Women don't do as well as their male counterparts when it comes to the number of healthy years they live. “On average in the United States, women spend the last 12 to 14 years in a cascade of poor health,” she said. “It doesn’t have to be that way.”

Here's what Dychtwald recently told Yahoo Finance about why women need to take control for a longer and happier life, edited for length and clarity:

Maddy, why is this a women’s issue?

Women have really won the longevity lottery. That's extra years to have purpose, joy, have vitality, energy, but you have to take control of your lifestyle and environment. Women have the capacity to change the narrative on aging and make it more positive, more empowering.

How do we do that?

It isn’t just about one thing. Science tells us that diet really matters, and exercise may be the silver bullet for living longer, better. But it's also about your sleep and your hormones and the way you access the healthcare system, and, importantly, our finances, which most people don't even think about when they think about living a healthy life.
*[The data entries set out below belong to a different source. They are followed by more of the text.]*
PR #169, opened 2019-12-10
Create a new method : startPlayerFromBuffer

Larpoux:
Create a new method : 'startPlayerFromBuffer' to play from a memory buffer instead of a file.
Tested on iOS and Android.

+ Fix: Fixes returned filePath on iOS #168


Larpoux:
I had exactly the same problem with my fork.
I fixed this bug replacing the 2 last lines of startRecorder on iOS by the following:
```
  NSString *filePath = self->audioFileURL.path; // A real file path and not a URL to the file [LARPOUX]
  result(filePath);
```

Larpoux:
I realize today that the push I did yesterday was not good : too many files modified without a good reason. I will redo a better 'pull request' soon. Sorry.

PR #182, opened 2020-01-04
iOS record/play opus

Larpoux:
Now flutter_sound can record and play regular **ogg/opus** audio files, and not only this stupid _caf/opus_ specific to Apple. This works OK with files (i.e. 'foo.opus'), but not yet with playFromBuffer().

We do not want to use something else than the actual "AVRecorder" that flutter_sound actually uses. So the solution was to remove the stupid/Apple envelope after recording, and add a stupid/Apple envelope before playing. With that hack, Apple is happy (and me too :-D ).

Adding/removing the CAF envelope is a very lite process (we do not decode or re-encode the stream) so we will not have any noticeable delay. I use the FFmpeg library to manipulate the file format. FFmpeg is LGPL. I do not think that it will be a problem for flutter_sound.

Here is the new Codec compatibility table:
Actually, the following codecs are supported by flutter_sound:

| | AAC  | OGG/Opus  | CAF/Opus | MP3 | OGG/Vorbis | PCM |
| :------------ |:---------------:| :---------------:| :-----| :-----| :-----| :-----|
| iOS encoder| Yes | Yes | Yes | No | No | No |
| iOS decoder| Yes | Yes | Yes | Yes | No | Yes |
| Android encoder| Yes | No | No | No | No | No |
| Android decoder| Yes | Yes | No | Yes | Yes | Yes |

This table will eventually be upgrated when more codecs will be added.

Note: I do not master very well pod, podspec, flutter yaml, xcode workspaces, Frameworks, and all those environment tools. So I am not entirely confident that we will not have to fix some dependencies declaration before publishing the plugin.


Larpoux:
Note : 
- I did not push on github the 3 FFmpeg libraries that I use. You need to do `./build-ffmpeg-iOS-framework.sh` to recreate the FFmpeg libraries

- FFmpeg needs libz, libz2 and libiconv

hyochan:
@Larpoux Would you like to resolve the conflicts to master branch?

Larpoux:
Sure :-)
But I did not notice any conflits

Larpoux:
Oh! Yes, I see. There is a conflict in the README. I will fix that immediately.
PS: I am currently working on supporting “playFromBuffer()” with the OPUS_CODEC

Larpoux:
Hi Hyo. The 2 conflits are not very serious.
- Just a modification in the README to specify that we now support OPUS on iOS
- And a modification in the array of supported codec for iOS

But I do not master very well github and I do not know how to resolve those 2 conflicts. Do I must cancel my pull request and do another one ?

Larpoux:
OK Hyo, I think the conflicts are solved.

hyochan:
> Notes :
> 
> * I did not push on github the 3 FFmpeg libraries that I use. You need to do `./build-ffmpeg-iOS-framework.sh` and `build-ffmpeg.sh` to recreate the FFmpeg libraries and Framework
> * FFmpeg needs libz, libz2 and libiconv
> * Play opus asset does not work yet, because we use playFromBuffer() to play assets

Thanks for `resolving` conflict. I have a question about this. What causes problem when we do not import `FFmpeg` in our library? Would some feature you've implemented won't work?

Larpoux:
The  (https://github.com/Canardoux/flutter_sound/blob/ios-play-opus/ios/Classes/opus2caf.m)[iOS module] needs FFmpeg for replacing the CAF (Apple specific) file format after recording OPUS, by a regular/standard OGG format. In the other direction, FFmpeg is used to replace the regular/standard OGG format by CAF, so that Apple is pleased and can play it.

CAF is really stupid proprietary file format from Apple. (Apple always thinks that everything on earth is Apple, and only Apple, and that they do not need to bother with compatibility issues. This is a terrible behaviour for developers and users).

My App is based on a Korean/English dictionary, with hundred of thouthands of records in Korean and in English. Those records are in standard OGG/OPUS format, stored in a SQL database. I really need a way to play those records both with Android and iOS.

Actually, flutter_sound is based on iOS upon AVAudioRecorder and AVAudioPlayer. I like that very much, because flutter_sound is simple, without any complicate solutions with threads and other difficult solutions.
But we cannot plug any other codec to AVAudioPlayer, and we must use the codecs that Apple provides. Fortunately, Apple supports OPUS, but encapsulates it in its proprietary format.
This is the reason I use now FFmpeg.
Other solutions would be to decode OPUS with a standard codec and not using the Apple one. But if we do that, we will have to forget AVAudioPlayer, and it would not be flutter_sound anymore.
The last solution, for me, would be to re-encode my database records from OPUS to AAC. AAC is not so bad, but I would prefer to use OPUS.

Larpoux:
I really does not like the idea of maintaining two different databases, one for Android with OGG/OPUS format and another one with CAF/OPUS format. But I admit that it would be another solution if we cannot support OGG/OPUS in flutter_sound.

Larpoux:
The very last step for me, will be to understand why we cannot record OGG/OPUS with Android. When this point will be fixed, we will have OGG/OPUS totally supported by iOS and Android. But I will work on that point later : I have now much work to do on my own App, and not flutter_sound.

Larpoux:
OK Hyo, play from buffer (and play from asset) is now supported for iOS, with OGG/OPUS.
I use two temporary files : `tmp/flutter_sound.opus` and `tmp/flutter_sound.caf`.
We can probably do better (without temporary files) but I do not have enough time to investigate, and flutter_sound is OK for my own use like that.

hyochan:
I really appreciate all your hard work and make evolutionary to this plugin 💯 🥇 

> OK Hyo, play from buffer (and play from asset) is now supported for iOS, with OGG/OPUS.
> I use two temporary files : `tmp/flutter_sound.opus` and `tmp/flutter_sound.caf`.
> We can probably do better (without temporary files) but I do not have enough time to investigate, and flutter_sound is OK for my own use like that.

Does above means that we no longer need ffmepg to play `OGG/OPUS` in `ios`?

Larpoux:
Yes, **we still need  ffmepg** to play OGG/OPUS in iOS.
Maybe we can try **NOT** to link FFmpeg for users who do not need OGG/OPUS, but I do know how : the linker will complain if no FFmpeg.

Flutter_sound is great. **Simple** and great. One day, Flutter_sound can be **THE** flutter audio plugin. (I looked rapidly to others plugins but I was not really pleased : they are often too complicated. Better to relay on native tools, as flutter_sound does.)

hyochan:
@Larpoux Thanks for your promising opinion. So you think we can just merge this without `ffmpeg` installed since it only tells you to link it when dev tries to play `OGG/OPUS`. Am I right?

ios/.sf
```diff
@@ -0,0 +1,15 @@
...
+9WxsTkoaAFPCPXkv5GZ95W73p41G1zPFh5kOHwnli7Kvb6IKSQq/yrfTf5SOTUox
+85JAYk3pCPqVSA/v5i6z1e11382jdAszNA8+B916gjK84YRFAkYB40Y+BHvsrqHW
+9XL0o6u0BZmUkx+hx78IrwmIewqbq2+6lU+vOTFWevl1pYHQIm8x3IwazM275zu/
+e4Rth3sDGiELASjW+LZs2+PwchL7uyxGmlF/YuHJDePWWEl18Hk8lVBebjiY1DqA
+ZpaC9VdHpuioK5JxBcZktqw18hVR8hkVQpJUT0PokkEsEf2+oeymY6LgFbnIrO8/
+SwBgqjHHRKwbzrLok3cRUiC+gxNWjHi+x+W/QVG4l4On/bsCT/EAxiF+Q+p1U7OC
+4YkxNF7A2l1PcNk+PAhy4VyHfOtidcGeRomHj5DiS98QQJCLUaVE4kmVrF1wDYlO
+pc9qKtyvhFGz/eEpXmLV9gzHD3S7pKdBU0NAU8wVeeaGOGyX9ISpztQlvEWlPyEQ
+ke4M+Pj1CfOQxFc5rX6EoztI+qHogEUcBD9FBYtFswBAcSG9kYhIuORR44LPB6yF
+m98e+PfyXGVLGI5GFNV1Sw==
```
hyochan: Could you tell what this file does?

Larpoux: ios/.sf and ios/.travis.yml are par of [FFmpeg build script](https://github.com/kewlbear/FFmpeg-iOS-build-script). I do not know what they are used for.

Larpoux:
> @Larpoux Thanks for your promising opinion. So you think we can just merge this without `ffmpeg` installed since it only tells you to link it when dev tries to play `OGG/OPUS`. Am I right?

We can probably use a `config.h` so that our user can specify if he/she is interested by OGG/OPUS.
Something like : 
```
#define OGG_OPUS 1
```
and use conditional compilation in FlutterSoundPlugin.m

But you definitely have to provide the FFmpeg framework for the users who need OGG/OPUS (me, for example ;-)

Larpoux:
This branch is **not ready** to be published.
It needs some work and actually I do not have enough time for that.
Maybe later this year ...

These things all work together. They're not in silos. If you don't have your financial house in order, that creates stress, which creates health issues, which is going to send you down a rabbit hole in terms of your health and well-being. And you may not have the financial wherewithal to be able to afford the kind of healthcare you need.

Maddy Dychtwald
If you don't have your financial house in order, that creates stress, which creates health issues, which is going to send you down a rabbit hole in terms of your health and well-being.(Photo courtesy of Maddy Dychtwald) · Carl Timpone/BFA.com

Can you dig a little deeper here on how financial angst can be a detriment to our health?

Any kind of worry can create anxiety and elevated levels of cortisol in our system, which attacks your system in a very negative way. We've all had the jitters, and we've seen our blood pressure go up, for instance, and maybe had heart palpitations. These are not good things for you when you're worrying about anything, but in particular about money.

For women, it's a huge issue because we haven't done as good a job as men in terms of saving for retirement for a lot of reasons, the pay gap being one, and we usually retire a couple of years earlier than men.